● **PROBLEM REQUIREMENTS**: Wherever a line holds the word "twsouthwick", copy that line from the data.

[Saved data entries]
Issue #799, opened 2019-09-07
PublicKeyToken.Token  doesn't serialized to server side correctly


Lxiamail:
PublicKeyToken.Token is always null after deserialized on the server side.

PR #800, opened 2019-09-07
Fix public key token serialization issue

Lxiamail:
#799, which is a breaking change introduced by PR #784

### DIFF
--- a/src/lib/Microsoft.Fx.Portability/Utils/JsonConverters/JsonPublicKeyTokenConverter.cs
+++ b/src/lib/Microsoft.Fx.Portability/Utils/JsonConverters/JsonPublicKeyTokenConverter.cs
@@ -9,18 +9,18 @@ using System.Text;
 namespace Microsoft.Fx.Portability.Utils.JsonConverters
 {
     internal class JsonPublicKeyTokenConverter : JsonConverter<PublicKeyToken>
-    { 
+    {
         public override object ReadJson(JsonReader reader, Type objectType, object existingValue, JsonSerializer serializer)
         {
-            ImmutableArray<byte> bytes = serializer
-                .Deserialize<ImmutableArray<byte>>(reader);
-            return new PublicKeyToken(bytes);
+            string publicKeyTokenString = serializer
+                .Deserialize<string>(reader);
+            return PublicKeyToken.Parse(publicKeyTokenString);
         }
 
         public override void WriteJson(JsonWriter writer, object obj, JsonSerializer serializer)
         {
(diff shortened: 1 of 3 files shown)


src/lib/Microsoft.Fx.Portability/Utils/JsonConverters/JsonPublicKeyTokenConverter.cs
```diff
@@ -0,0 +1,26 @@
...
+using Newtonsoft.Json;
+using System;
+using System.Collections.Generic;
+using System.Collections.Immutable;
+using System.Security.Cryptography.X509Certificates;
+using System.Text;
+
+namespace Microsoft.Fx.Portability.Utils.JsonConverters
+{
+    internal class JsonPublicKeyTokenConverter : JsonConverter<PublicKeyToken>
```
marklio: Where is this serialization used and what is it optimized for? Serializing as a string would be a much more efficient and easy to deal with encoding, but this looks like it would work.

twsouthwick: It's probably used in returning a response or sending a request. Must not have any tests associated with it so my change wasn't caught.

Lxiamail: @twsouthwick This PR fix the current problem if both client and server sides using the new binary contains PublicKeyToken struct, but if old version of client without knowledge of PublicKeyToken works with new Server, the serialization will still break. Looks like PR #784 broke backward compat serialization.

twsouthwick: You should be able to have a converter that would work for both. Do a string serialization (maybe that's what @marklio was referring to) and it should then work for backwards compatibility

twsouthwick: You can serialize with `PublicKeyToken.ToString()` and deserialize with `PublicKeyToken.Parse(string)`. That should provide round tripping

Lxiamail: Submitted a new commit. Verified working with backward compat.

Lxiamail:
dotnet-appport-dev-CI failed 14 tests for known SDK issue of ilasm is missing.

● **RESULT BELOW**:
twsouthwick: It's probably used in returning a response or sending a request. Must not have any tests associated with it so my change wasn't caught.
Lxiamail: @twsouthwick This PR fix the current problem if both client and server sides using the new binary contains PublicKeyToken struct, but if old version of client without knowledge of PublicKeyToken works with new Server, the serialization will still break. Looks like PR #784 broke backward compat serialization.
twsouthwick: You should be able to have a converter that would work for both. Do a string serialization (maybe that's what @marklio was referring to) and it should then work for backwards compatibility
twsouthwick: You can serialize with `PublicKeyToken.ToString()` and deserialize with `PublicKeyToken.Parse(string)`. That should provide round tripping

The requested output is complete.